Эгберт горячо восстал против такого объяснения. Между обоими приятелями завязался оживлённый спор, который был неожиданно прерван громким звонком.
– Мы когда-нибудь возобновим этот спор в более удобное время, – сказал Бурдон. – Как бы ни был суров и печален мир фактов, но среди него я чувствую себя гораздо лучше, чем в области сновидений. Не падайте духом, моя дорогая приятельница, – добавил он, обращаясь к Магдалене.
Он вышел с Эгбертом в соседнюю комнату. Магдалена и граф остались в библиотеке.
Высокая крыша госпиталя, стоявшего напротив окон квартиры Бурдона, освещалась последними лучами заходящего солнца, слабый красноватый отблеск наполнял библиотеку, отражаясь на длинных рядах книг.
– Да, это она, – сказал задумчиво граф Вольфсегг, услыхав голос Атенаис в соседней комнате.

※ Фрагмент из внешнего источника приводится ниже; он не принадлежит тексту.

PR #1107, opened 2019-02-14
Make hunking block for consistent subsequent actions

### LINKED ISSUE #1104: [diff view] Cannot `[hhh]unk` in a meaningful speed
If you hit 'hhh' to hunk 3 hunks in a row fast, you likely get a 'cannot apply patch' error from git.  

Basically, view and state are out of sync here. Typically 'hunking' must be blocking on the main thread. Or: 'hunking' must update the view optimistically. Since the latter is almost impossible to do right, we should use the 'blocking' strategy.

kaste:
We must ensure that hitting 'h' very fast does run completely ordered, and
always waits for 'gs_diff_refresh' to complete. ('gs_diff_refresh' updates our
model.)

Please NOTE that running a command from the worker will still run that command
on the main thread. T.i. `set_timeout_async(lambda: view.run_command("refresh"))`
is misleading and a footgun because the "refresh" command here will still start
on the main thread. We basically just await the worker and then put a
task/command on the main worker queue.

Fixes #1104

### DIFF
--- a/core/commands/diff.py
+++ b/core/commands/diff.py
@@ -360,6 +360,10 @@ class GsDiffStageOrResetHunkCommand(TextCommand, GitCommand):
     hunk under the user's cursor(s).
     """
 
+    # NOTE: The whole command (including the view refresh) must be blocking otherwise
+    # the view and the repo state get out of sync and e.g. hitting 'h' very fast will
+    # result in errors.
+
     def run(self, edit, reset=False):
         ignore_whitespace = self.view.settings().get("git_savvy.diff_view.ignore_whitespace")
         show_word_diff = self.view.settings().get("git_savvy.diff_view.show_word_diff")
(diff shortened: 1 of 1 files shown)


randy3k:
I don't know if it is better to use sync operations or a lock.

kaste:
Sorry, don't know what you mean here. What are your concerns? 

'Make hunking block' is maybe a bit short. What I actually do here is make the hunk action *one* task. Do not split it up into multiple tasks. That is so that you can put 'hhh' three hunking tasks on the queue, and each of them runs like a function from start to end.

It would be a misunderstanding that it is *necessary* to run these tasks on the main thread then. It is totally possible to run the hunking - each as one block/task - on the worker or any other thread. The reason to run it on the main thread is purely for UI/UX. It just looks and feels nicer if you do it on the main thread because we avoid intermediate redraws and yank.

randy3k:
Ok, thank you for the explanations. I thought you wanted to wait for an action to be completed before triggering another h.  And I was thinking that a lock may do a better job in this aspect.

– Однако у вас странный способ обращаться с друзьями, – сказала громко певица, поздоровавшись с Бурдоном. – Вы заставляете дам наносить вам визиты. Меня это нисколько не смущает. Я могла бы быть вашей старшей сестрой, и вдобавок вы имеете полное право требовать от меня что хотите, потому что вы спасли мне жизнь. Но вы пригласили меня таким таинственным способом, что мне пришло в голову, не приготовили ли вы мне какого-нибудь сюрприза.
– Вы не ошиблись. Имею честь представить вам вашего приятеля Геймвальда. Вы, вероятно, не ожидали увидеть его?
Он подвёл к ней Эгберта, который стоял в дверях библиотеки, за портьерой.
Лицо Атенаис просветлело от радости. Не стесняясь присутствия Бурдона, она встретила Эгберта с открытыми объятиями и прижала к своей груди.
– Вы опять в Париже! Очень рада видеть вас, – проговорила она скороговоркой. – Я всё время сердилась на вас, что вы уехали, не простившись со мной, и в продолжение целого года не написали мне ни одного письма, несмотря на ужасы, которые происходили у вас в Австрии. Этот Наполеон настоящее чудовище... Не пугайтесь, мы здесь одни; эта голова Медузы не сделает доноса. Во времена террора мы знали по крайней мере, зачем убивают людей! Тогда гибли одни только изменники и аристократы; они действительно стоили тюремного заключения и гильотины. Но битвы этого тирана не имеют никакой цели и тяготят всех. Мы с вами, Бурдон, вышли сухими из воды и теперь обречены на роль безучастных зрителей. Что дала нам последняя война? Удовольствие видеть новую Марию Антуанету на французском престоле!
– Вы не должны сердиться на мадемуазель Дешан, Эгберт, – сказал Бурдон. – Она бранит австрийцев из преданности к Жозефине.
– Да, Жозефина всегда нравилась мне. Эта женщина по моему вкусу, добродушная, нежная, страстная, а не холодная равнодушная кукла; она так же отдала дань молодости, как и другие люди.
– Жаль только, что она немного суеверна, – заметил Беньямин, чтобы поддразнить Дешан.
– Это ещё не преступление. Я сама суеверна. Вот, например, когда я прошлой весной встретила в Тюильрийском саду нашего прекрасного Иосифа, – сказала Атенаис, указывая на Эгберта, – я тотчас же подумала, что он принесёт мне счастье. Не смейтесь, Бурдон! О любви не может быть и речи. Но дело в том, что до этого момента я ненавидела всех австрийцев и одного человека больше всех. Но наш общий друг заставил меня наполовину переменить мнение.